FELIX SAT CROSS-LEGGED next to his wife on the floor of a rented parlour-sized room that one could mistake for a Zumba studio. The hall was situated in an upscale area of Mae Sot, a city on the western edge of Thailand, near its border with Myanmar. Felix was not there to learn to dance. He was there to help other refugees from Myanmar, who come here to learn to bake bread and pick up other survival skills. The refugees had all come to Mae Sot after fleeing air strikes and forced military conscription back home.
The space was run by Heroes Assist Migrants, or HAM, a Myanmar citizens’ initiative that works with the refugee community in Thailand. HAM’s founder, Kaori, who asked to be identified by a single name, collaborates with leaders in the refugee community, such as Felix, to help others who have come to Mae Sot.
Felix, who also asked to be identified by just his first name, was once a general surgeon in Yangon, but that changed during the military coup in Myanmar in 2021 and the anti-military protests that followed. “I was detained for writing that the cause of a protester’s death was due to bullet injury in his death certificate,” he told me. This action led to his detention for four days after the coup.
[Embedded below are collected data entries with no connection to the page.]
PR #631, opened 2025-01-20
Update ravedude to clap 3.0

innermatrix:
Because structopt is in maintenance mode, and clap 3.0 is the replacement. Future work: update clap to 4.0.

Clap 3 eliminated the flags vs options distinction and if there are no strong feelings, I don't see a reason to reinstate it ourselves. 

`--help` output before

```
ravedude 949130a5377b
ravedude is a rust wrapper around avrdude for providing the smoothest possible development experience with rust on AVR
microcontrollers.

ravedude is primarily intended to be used as a "runner" in the cargo configuration.

USAGE:
    ravedude [FLAGS] [OPTIONS] [ARGS]

FLAGS:
        --dump-config      
            Utility flag for dumping a config of a named board to TOML

    -c, --open-console     
            After successfully flashing the program, open a serial console to see output sent by the board and possibly
            interact with it
        --debug-avrdude    
            Print the avrdude command that is executed for flashing the binary

    -h, --help             
            Prints help information

    -V, --version          
            Prints version information


OPTIONS:
    -b, --baudrate <baudrate>          
            Baudrate which should be used for the serial console

    -P, --port <port>                  
            Overwrite which port to use. By default ravedude will try to find a connected board by itself [env:
            RAVEDUDE_PORT=]
    -d, --reset-delay <reset-delay>    
            This assumes the board is already resetting. Instead of giving the reset instructions and waiting for user
            confirmation, we wait the amount in milliseconds before proceeding. Set this value to 0 to skip the board
            reset question instantly

ARGS:
    <BINARY>           
            The binary to be flashed.
            
            If no binary is given, flashing will be skipped.
    <LEGACY BINARY>    
            Deprecated binary for old configurations of ravedude without `Ravedude.toml`. Should not be used in newer
            configurations
```

and after

```
ravedude 259f246f88f2
ravedude is a rust wrapper around avrdude for providing the smoothest possible development
experience with rust on AVR microcontrollers.

ravedude is primarily intended to be used as a "runner" in the cargo configuration.

USAGE:
    ravedude [OPTIONS] [ARGS]

ARGS:
    <BINARY>
            The binary to be flashed.
            
            If no binary is given, flashing will be skipped.

    <LEGACY BINARY>
            Deprecated binary for old configurations of ravedude without `Ravedude.toml`. Should not
            be used in newer configurations

OPTIONS:
        --dump-config
            Utility flag for dumping a config of a named board to TOML

    -c, --open-console
            After successfully flashing the program, open a serial console to see output sent by the
            board and possibly interact with it

    -b, --baudrate <BAUDRATE>
            Baudrate which should be used for the serial console

    -P, --port <PORT>
            Overwrite which port to use. By default ravedude will try to find a connected board by
            itself
            
            [env: RAVEDUDE_PORT=]

    -d, --reset-delay <RESET_DELAY>
            This assumes the board is already resetting. Instead of giving the reset instructions
            and waiting for user confirmation, we wait the amount in milliseconds before proceeding.
            Set this value to 0 to skip the board reset question instantly

        --debug-avrdude
            Print the avrdude command that is executed for flashing the binary

    -h, --help
            Print help information

    -V, --version
            Print version information
```


Rahix (approved):
Thanks a lot!

In the long run, I'd want to move away from clap as `ravedude` isn't really primarily used via CLI arguments and clap just adds so much dependency bloat...  With other tools, I've been using the `gumdrop` CLI argument parser quite successfully, maybe that's a good choice for ravedude as well.

But for the time being, staying up to date sure sounds better than legacy dependencies.

PR #360, opened 2024-01-31
Fix traverse on Output

lbialy:
uh, Iterable instead of IterableOnce, thanks Scala Collections!


pawelprazak (approved):
I've added a regression test and I've tested manually, the aws example, now passes

PR #361, opened 2024-01-31
Fix fatals hanging the app with FutureRuntime

lbialy:
this crashes the app if a fatal error is encountered (instead of hanging as Future does) because NonFatal().


pawelprazak (approved):
LGTM, I'll re-test manually on eks example

PR #366, opened 2024-02-01
Drop patch from package version suffix

pawelprazak:
Drop patch from package version suffix

- A.B.C-core.X.Y.Z -> A.B.C-core.X.Y


codegen/src/model/SemanticVersion.test.scala
```diff
@@ -0,0 +1,32 @@
...
+  )
+  Map(
+    SemanticVersion(0, 1, 1, "SNAPSHOT") -> "0.1.1-SNAPSHOT",
+    SemanticVersion(1, 1, 0, "SNAPSHOT") -> "1.1-SNAPSHOT",
+    SemanticVersion(1, 0, 0, "SNAPSHOT", "deadbeef") -> "1-SNAPSHOT+deadbeef",
+  ).foreachEntry((input, expected) =>
+    test(s"short format $input") {
+      assertEquals(input.toShortString, expected)
+    }
+  )
```
lbialy, line 32: lacks test of the comparing logic, doesn't it?

scripts/Version.scala
```diff
@@ -80,10 +88,13 @@ object Version:
...
         val latestPackages = latestPackageVersions()
         projectFiles()
-          .collect { case (path, content) if content.linesIterator.exists(besomDependencyPattern.matches) => path -> content }
+          .collect {
+            case (path, content) if content.linesIterator.exists(besomDependencyPattern.matches) => path -> content 
+          }
           .foreachEntry { case (path, content) =>
             val newContent = content.linesIterator
               .map {
+                case line if line.contains("besom-fake-") => line // ignore
```
lbialy, line 97: huh what :D

lbialy (changes requested):
smol things

codegen/src/model/SemanticVersion.test.scala
pawelprazak: done

pawelprazak:
addressed the sem ver bug, merging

After his release, he joined the People’s Defence Forces, a conglomeration of armed civilian groups and ethnic armed organisations fighting the ruling military junta. Inspired by his late father, who had served in a similar armed group during an earlier spell of military rule in Myanmar, Felix signed up with the defence unit of the Karen National Union (KNU). He showed me his KNU identity card, which had a mugshot of him in fatigues. It was the only proof of identity he carried.
Felix was badly injured in action when he was struck by a 60-millimetre rocket, and he retired from the KNU in 2022. Since then, he has been helping others in Myanmar from his base in Mae Sot. He works as a doctor helping people in the civil disobedience movement – political workers as well as combatants – with medical aid and food supplies. “We must have helped over ninety human-rights defenders,” he said.